Another example: consider returns to education, modeling wage as a
function of education. $\alpha_{i}$ could be an individual specific
measure of ability. Ability could affect wages, but it could also
affect the number of years of education. When education is a regressor
and ability is a component of the error, we may expect an endogeneity
problem.

Thus, there may be correlation between $\alpha_{i}$ and $x_{it}$,
in which case $E(x_{it}\eta_{it})\ne$0 in the above equation. 
- This means that OLS estimation of the model would lead to biased and
inconsistent estimates. 
- However, it is possible (but unlikely for economic data) that $x_{it}$
and $\eta_{it}$ are independent or at least uncorrelated, if the
distribution of $x_{it}$ is constant with respect to the realization
of $\alpha_{i}$. In this case OLS estimation would be consistent.


**Fixed effects**: when $E(x_{it}$$\eta_{it})\ne$0,
the model is called the "fixed effects model"
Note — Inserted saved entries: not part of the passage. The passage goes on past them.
PR #1255, opened 2025-09-04
[Docs] Tasks mistakenly documented as supporting MotionPlanning

dfloreaa:
### Description  
Fix an inconsistency in [the documentation](https://maniskill.readthedocs.io/en/latest/tasks/table_top_gripper/index.html) where tasks were featured as having motion planning support, even though they are not listed in the [motionplanning task dictionary](https://github.com/haosulab/ManiSkill/blob/main/mani_skill/examples/motionplanning/panda/run.py).


StoneT2000:
I don't quite follow why this is needed. The docs add a checkmark there if the task has demonstrations, not a motion planning solution. Some demos are generated via RL.

dfloreaa:
You're completely right. My bad, I was misled by the terminology, do you think adding a new row for motion planning may be useful? It's not really documented anywhere but in the file itself (and the error message for when you try to actually generate the trajectories)

StoneT2000:
We can consider it. Something that would be useful is for each task to have a checkmark for whether 
1. An RL baseline exists for it (and can kind of work)
2. motion planning baseline exists

UI wise I am not sure how to organize this. We could also include these details on some page summarizing baselines

PR #1293, opened 2025-10-09
Adding XLeRobot as officially supported robot

Vector-Wangel:


StoneT2000:
Awesome work!

One issue left is just this:
image

there to be some impossible contacts (doesn't collide but it is slowing the sim down) shown above. can you disable those in the SRDF?

Vector-Wangel:
> Awesome work!
> 
> One issue left is just this: image
> 
> there to be some impossible contacts (doesn't collide but it is slowing the sim down) shown above. can you disable those in the SRDF?

Thanks! Just updated the asset link to disable the contacts between base link and "Rotation_pitch (both 1 & 2)".

StoneT2000 (approved):

StoneT2000:
collisions could possibly be optimized a bit more but should not affect results in general. Thanks, now merged into maniskill nightly!

PR #1297, opened 2025-10-18
[Feature] Add new dextrous hand tasks, more floating dextrous hand examples, support optionally saving during env resets for record episode wrapper

liuyulinn:
- Add a dexterity environment and a floating robotic hand. 
- Update the recorder and trajectory replay modules to support teleoperation functions.
- Code clean up.

### DIFF
--- a/mani_skill/agents/robots/floating_ability_hand/floating_ability_hand.py
+++ b/mani_skill/agents/robots/floating_ability_hand/floating_ability_hand.py
@@ -1,0 +1,217 @@
+from copy import deepcopy
+from typing import Dict, Tuple
+
+import numpy as np
+import sapien
+import sapien.physx as physx
+
+from mani_skill import PACKAGE_ASSET_DIR
+from mani_skill.agents.base_agent import BaseAgent, Keyframe
+from mani_skill.agents.controllers import *
+from mani_skill.agents.registration import register_agent
+from mani_skill.utils import sapien_utils
+
+
+@register_agent()
+class FloatingAbilityHandRight(BaseAgent):
+    uid = "floating_ability_hand_right"
+    urdf_path = f"{PACKAGE_ASSET_DIR}/robots/ability_hand/ability_hand_right_floating.urdf"
+    urdf_config = dict(
+        _materials=dict(
+            front_finger=dict(
+                static_friction=2.0, dynamic_friction=1.5, restitution=0.0
+            )
+        ),
+        link=dict(
+            thumnb_L2=dict(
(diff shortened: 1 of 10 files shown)


mani_skill/agents/robots/floating_ability_hand/floating_ability_hand.py
```diff
@@ -0,0 +1,217 @@
...
+
+from mani_skill import PACKAGE_ASSET_DIR
+from mani_skill.agents.base_agent import BaseAgent, Keyframe
+from mani_skill.agents.controllers import *
+from mani_skill.agents.registration import register_agent
+from mani_skill.utils import sapien_utils
+
+
+@register_agent()
+class FloatingAbilityHandRight(BaseAgent):
```
StoneT2000, line 16: from running the code it seems there is a missing mesh (one of the fingers), we need to update the ability hand asset files

the URDF is ill-defined there actually. Mesh exists, but path is wrong

mani_skill/trajectory/replay_trajectory.py
```diff
@@ -399,6 +399,7 @@ def _main(
     # Load associated json
     json_path = traj_path.replace(".h5", ".json")
     json_data = io_utils.load_json(json_path)
+    env_kwargs["sim_config"]["scene_config"]["gravity"] = np.array(env_kwargs["sim_config"]["scene_config"]["gravity"])
```
StoneT2000, line 402: the correct fix is to add a scene config parser somewhere in the BaseEnv class. It seems

```
        self.sim_config = dacite.from_dict(data_class=SimConfig, data=merged_gpu_sim_config, config=dacite.Config(strict=True))

``` 
isn't doing the job? I'll let this pass for now and add an issue to fix this later

mani_skill/envs/tasks/dexterity/insert_flower.py
```diff
@@ -0,0 +1,189 @@
+from pathlib import Path
+from typing import Any, Dict, List, Union
+
+import numpy as np
+import sapien
+import sapien.physx as physx
+import torch
+import torch.nn.functional as F
```
StoneT2000: remove the unused imports (F, randomization)

StoneT2000 (changes requested):

mani_skill/envs/tasks/dexterity/insert_flower.py
StoneT2000: actually there's more than that, there's a bunch of other ones too.

StoneT2000 (approved):

PR #1392, opened 2026-03-08
Fix potential XXE and environment signature mismatch

RinZ27:
This update addresses a potential security risk in the MJCF loader and fixes a runtime inconsistency in the environment templates.

Switching to `defusedxml.ElementTree` in `_mjcf_loader.py` ensures that MJCF XML parsing is protected against XML External Entity (XXE) attacks. This is particularly relevant for researchers loading model assets from community-provided sources.

Additionally, the `evaluate` and `set_state_dict` methods in `mani_skill/envs/template.py` have been updated to match the signature of `BaseEnv`. These changes prevent `TypeError` exceptions during execution in vectorized simulation environments where `env_idx` is required or additional arguments are not expected. Verified these fixes locally to ensure parity with existing core logic.

### DIFF
--- a/mani_skill/envs/template.py
+++ b/mani_skill/envs/template.py
@@ -155,7 +155,7 @@ class CustomEnv(BaseEnv):
     the code below all impact some part of `self.step` function
     """
 
-    def evaluate(self, obs: Any):
+    def evaluate(self):
         # this function is used primarily to determine success and failure of a task, both of which are optional. If a dictionary is returned
         # containing "success": bool array indicating if the env is in success state or not, that is used as the terminated variable returned by
         # self.step. Likewise if it contains "fail": bool array indicating the opposite (failure state or not) the same occurs. If both are given
@@ -198,8 +198,8 @@ class CustomEnv(BaseEnv):
         # state["goal_pos"] = add_your_non_sim_state_data_here
         return state
 
-    def set_state_dict(self, state):
+    def set_state_dict(self, state, env_idx: torch.Tensor = None):
         # this function complements get_state and sets any non simulation state related data correctly so the environment behaves
         # the exact same in terms of output rewards, observations, success etc. should you reset state to a given state and take the same actions
-        self.goal_pos = state["goal_pos"]
-        super().set_state_dict(state)
+        # self.goal_pos = state["goal_pos"]
+        super().set_state_dict(state, env_idx)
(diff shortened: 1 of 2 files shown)


mani_skill/envs/template.py
```diff
@@ -198,8 +198,8 @@ def get_state_dict(self):
         # state["goal_pos"] = add_your_non_sim_state_data_here
         return state
 
-    def set_state_dict(self, state):
+    def set_state_dict(self, state, env_idx: torch.Tensor = None):
         # this function complements get_state and sets any non simulation state related data correctly so the environment behaves
         # the exact same in terms of output rewards, observations, success etc. should you reset state to a given state and take the same actions
-        self.goal_pos = state["goal_pos"]
-        super().set_state_dict(state)
+        # self.goal_pos = state["goal_pos"]
```
StoneT2000, line 204: thanks for updating the template as well here. Can this line not be uncommented? It's just to show an example of how one could modify the state dict

mani_skill/utils/building/_mjcf_loader.py
```diff
@@ -39,14 +39,14 @@
...
 import re
-import xml.etree.ElementTree as ET
 from collections import defaultdict
 from copy import deepcopy
 from dataclasses import dataclass
 from functools import reduce
 from typing import Any, Literal, Tuple, Union
 from xml.etree.ElementTree import Element
 
+import defusedxml.ElementTree as ET
```
StoneT2000, line 49: is this package the standard today? It seems it is no longer maintained

StoneT2000 (changes requested):

mani_skill/envs/template.py
RinZ27: I've commented it out precisely for that reason—having it uncommented in the template would cause a `KeyError` if anyone copied the code without defining `goal_pos` first. Keeping it as a comment still serves as a perfect example while making the template "runnable" by default.

mani_skill/utils/building/_mjcf_loader.py
RinZ27: While it hasn't had frequent updates recently, `defusedxml` is actually considered a "stable/mature" project and is maintained by Christian Heimes (a Python core developer). It's still the officially recommended solution in the Python documentation for protecting against XXE in `ElementTree`. Given it's a drop-in replacement, it's the safest way to harden this loader without complex refactoring. @StoneT2000

PR #1397, opened 2026-03-17
Add camera pose editors plugins

fracapuano:
Adds an interactive camera-pose editor directly in the renderer, so that users can modify (and read!) the pose of different cameras more easily. Demo 👇 

Run the same command with:
```bash
 python3 -m mani_skill.examples.demo_random_action --render-mode human --pause --edit-camera-poses
```

As an aside: wow, Codex (@vaibhavs10, 🥹)---simply wow.

### DIFF
--- a/mani_skill/envs/sapien_env.py
+++ b/mani_skill/envs/sapien_env.py
@@ -1344,6 +1344,13 @@ class BaseEnv(gym.Env):
     def _ensure_viewer_camera_control_plugin(self):
         if self._viewer is None:
             return
+        existing_plugin = sapien_utils.get_obj_by_type(
+            self._viewer.plugins, ViewerCameraControlPlugin, is_unique=False
+        )
+        if isinstance(existing_plugin, list):
+            self._viewer_camera_control_plugin = existing_plugin[0]
+        elif existing_plugin is not None:
+            self._viewer_camera_control_plugin = existing_plugin
         if self._viewer_camera_control_plugin is None:
             self._viewer_camera_control_plugin = ViewerCameraControlPlugin(self)
             self._viewer.plugins.append(self._viewer_camera_control_plugin)
--- a/mani_skill/envs/sapien_env.py
+++ b/mani_skill/envs/sapien_env.py
@@ -39,6 +39,9 @@ from mani_skill.utils import common, gym_utils, sapien_utils, tree
 from mani_skill.utils.structs import Actor, Articulation
 from mani_skill.utils.structs.pose import Pose
 from mani_skill.utils.structs.types import Array, SimConfig
+from mani_skill.utils.visualization.viewer_camera_control import (
+    ViewerCameraControlPlugin,
+)
 from mani_skill.utils.visualization.misc import tile_images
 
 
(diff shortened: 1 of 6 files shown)


mani_skill/utils/visualization/viewer_camera_control.py
```diff
@@ -0,0 +1,411 @@
...
+
+from mani_skill.sensors.camera import Camera
+from mani_skill.utils.structs.pose import Pose
+
+if TYPE_CHECKING:
+    from mani_skill.envs.sapien_env import BaseEnv
+
+
+_VIEWER_GL_POSE = sapien.Pose([0, 0, 0], [-0.5, -0.5, 0.5, 0.5])
+_CAMERA_LINESET_VERTICES = [
```
StoneT2000, line 20: Can the _CAMERA_LINESET_VERTICES variable be made a single line (and add a comment to ignore lint checks for that line)

mani_skill/utils/visualization/viewer_camera_control.py
```diff
@@ -0,0 +1,411 @@
+from __future__ import annotations
+
```
StoneT2000, line 2: nice use of the sapien plugin class.

I think this won't be the only non sapien provided plugin we may wish to provide given there could be some other useful features (e.g. reward tracking à la mujoco/mjx tooling).

Moreover we kind of shoehorned some other viewer related code into this folder https://github.com/haosulab/ManiSkill/tree/main/mani_skill/render which I never really liked.

Thus, I think we should make a new folder mani_skill/viewer and then another folder mani_skill/viewer/plugins and add this plugin here.

mani_skill/examples/demo_random_action.py
```diff
@@ -49,6 +49,9 @@ class Args:
     pause: Annotated[bool, tyro.conf.arg(aliases=["-p"])] = False
     """If using human render mode, auto pauses the simulation upon loading"""
 
+    edit_camera_poses: bool = False
```
StoneT2000, line 52: The demo random action file should not be demoing specific plugins like camera editing. I recommend making a new function to demonstrate how to add plugins to a viewer by a user in code `examples/demo_plugins.py`. Let user specify in the CLI which plugins to load, and print a message to the user to tell them to read the demo's code for how to use non-default plugins

We can include some widely used plugins in the future as part of the default set of plugins added to sapien in maniskill (and this could be one of them, at the moment I'd hold off from making it a default).

mani_skill/envs/sapien_env.py
```diff
@@ -115,6 +118,9 @@ class BaseEnv(gym.Env):
         enhanced_determinism (bool): By default this is False and env resets will reset the episode RNG only when a seed / seed list is given.
             If True, the environment will reset the episode RNG upon each reset regardless of whether a seed is provided.
             Generally enhanced_determinisim is not needed and users are recommended to pass seeds into the env reset function instead.
+
+        enable_camera_pose_editing (bool): If True, the human viewer exposes an in-window camera editor that lets you click camera frustums
```
StoneT2000, line 122: given I think we should make new plugins a bit more standardized, we should not add specific viewer plugin related code here like one just for camera editing.

Instead, we have two (not mutually exclusive) options
- Add a function `attach_viewer_plugin` that accepts a created plugin object or maybe the plugin class and adds it to the viewer once viewer is created (we will need to maintain a list of plugins).
- In the BaseEnv init args, add a argument `plugins` and you can pass in a list of plugins that we add upon viewer creation

StoneT2000 (changes requested):
Incredible work! This has been a requested feature in the past by some people, glad you made a great implementation for it! See my comments

fracapuano:
(sorry for the gymnasium confusion, pushed to the wrong branch!)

**Random effects**: when $E(x_{it}\eta_{it})=0,$ the model is
called the "random effects model"


I find this to be pretty poor nomenclature, because the issue is not
whether ''effects'' are fixed or random (they are always random,
unconditional on $i$). The issue is whether or not the ''effects''
are correlated with the other regressors. In economics, it seems likely
that the unobserved variable $\alpha$ is probably correlated with
the observed regressors, $x$ (this is simply the presence of collinearity
between observed and unobserved variables, and collinearity is usually
the rule rather than the exception). So, we expect that the ''fixed
effects'' model is probably the relevant one unless special circumstances
imply that the $\alpha_{i}$ are uncorrelated with the $x_{it}$.